Die Immenstaader Sternsinger an Dreikönig beim katholischen Abschlussgottesdienst. (Foto: Heidi Keller)
Heidi Keller

Mit einem Rekordergebnis haben am Dreikönig-Sonntag die Sternsinger ihre diesjährige Aktion beendet. Sie brachten nicht nur den Segen in die Häuser, sondern sammelten dabei Spenden in Höhe von 10 437,81 Euro für die weltweiten Hilfsprojekte des Kindermissionswerks „Die Sternsinger“.

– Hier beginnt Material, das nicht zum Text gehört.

PR #116, opened 2020-06-28
Soft 196 adt7476a

Max-MZ:
Dealt with comments from previous draft pr, changed functions to adapt to new driver.


libraries/ms-drivers/inc/adt_7476a_fan_controller.h
```diff
@@ -0,0 +1,43 @@
...
+
+// probably a better name for these
+typedef enum { FAN_1 = 0, FAN_2, FAN_3, FAN_4 } FAN_NUM;
+
+// Initialize the Adt7476a with the given settings; the select pin is an STM32 GPIO pin.
+StatusCode adt7476a_init(Adt7476aStorage *storage, Adt7476aSettings *settings);
+
+// Translate and write the new speed
+StatusCode adt7476a_set_speed(I2CPort port, uint8_t speed, uint8_t FAN_PWM_ADDR,
+                              uint8_t ADR7470_I2C_ADDRESS);
```
g-jessmuir, line 43: nit: the parameters should just be in lowercase, also what the heck is an ADR 7470 🤔🤔

libraries/ms-drivers/inc/adt_7476a_fan_controller.h
```diff
@@ -0,0 +1,43 @@
+#pragma once
+
+#include "adc.h"
+#include "gpio.h"
+#include "gpio_it.h"
+#include "i2c.h"
+#include "interrupt.h"
+#include "soft_timer.h"
```
g-jessmuir, line 8: These headers should be included in the .c file rather than the .h file (except the ones you need like gpio and i2c) also why do you need the adc header?

libraries/ms-drivers/inc/adt_7476a_fan_controller.h
```diff
@@ -0,0 +1,43 @@
...
+} Adt7476aStorage;
+
+// probably a better name for these
+typedef enum { FAN_1 = 0, FAN_2, FAN_3, FAN_4 } FAN_NUM;
+
+// Initialize the Adt7476a with the given settings; the select pin is an STM32 GPIO pin.
+StatusCode adt7476a_init(Adt7476aStorage *storage, Adt7476aSettings *settings);
+
+// Translate and write the new speed
+StatusCode adt7476a_set_speed(I2CPort port, uint8_t speed, uint8_t FAN_PWM_ADDR,
```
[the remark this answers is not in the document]
Max-MZ: Since we have 2 PWM's, it might make sense just to have an enum of  `FAN_GROUP_1` and `FAN_GROUP_2`

libraries/ms-drivers/inc/adt_7476a_fan_controller.h
```diff
@@ -0,0 +1,38 @@
+#pragma once
+
+// Requires interrupts, soft timers, GPIO, and GPIO interrupts to be initialized
+
+typedef void (*Adt7476ADataCallback)(void *context);
```
g-jessmuir, line 5: minor nitpick: This should be `Adt7476aDataCallback` rather than `Adt7476ADataCallback` to match the convention you set with the storage and settings type names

Nicht nur die Kinder und Jugendlichen sind stolz darauf, erstmals über 10 000 Euro Spenden erhalten zu haben, auch die Eltern und Helfer. Zum ersten Mal waren die Sternsinger dieses Jahr in ökumenischer Kooperation zwischen der katholischen Kirchengemeinde St. Jodokus und der evangelischen Kirchengemeinde unterwegs in der Seegemeinde. Eine Premiere war deshalb auch das Erscheinen der Sternsinger im evangelischen Sonntagsgottesdienst.

„Zum Teil lag das großartige Ergebnis wohl daran, dass noch mehr Kinder mitgemacht haben – es waren zum ersten Mal 32 Kinder in sieben Gruppen unterwegs. Zum Teil hat uns auch der Schneetag geholfen – wir haben vor allem am Samstag mehr Menschen zuhause angetroffen als an einem Wochentag“, mutmaßten die Organisatoren Anja und Markus Bergmann und ihre Helferinnen.

Mit der Organisation der nächsten Aktion wollen die engagierten Eltern beider Kirchengemeinden bereits im März wieder beginnen, damit die Erfahrungen noch präsent sind. „Wir brauchen etwa noch mehr Gewänder in kleineren Größen. Das Nähen und Ausbessern übernehmen seit mehr als zehn Jahren Birgit Schleicher, Sabine Heberle und Alexandra Holz.“

Geld für Kinderheim in Indien

Die gesammelten Spenden kommen nun dem Kindermissionswerk „Die Sternsinger“ und seinen Projekten für bedürftige Kinder in Peru und weltweit zu Gute. Dabei widmen die hiesigen Sternsinger den Erlös vor allem dem Kinderheim des Pallottiner-Ordens in Indien.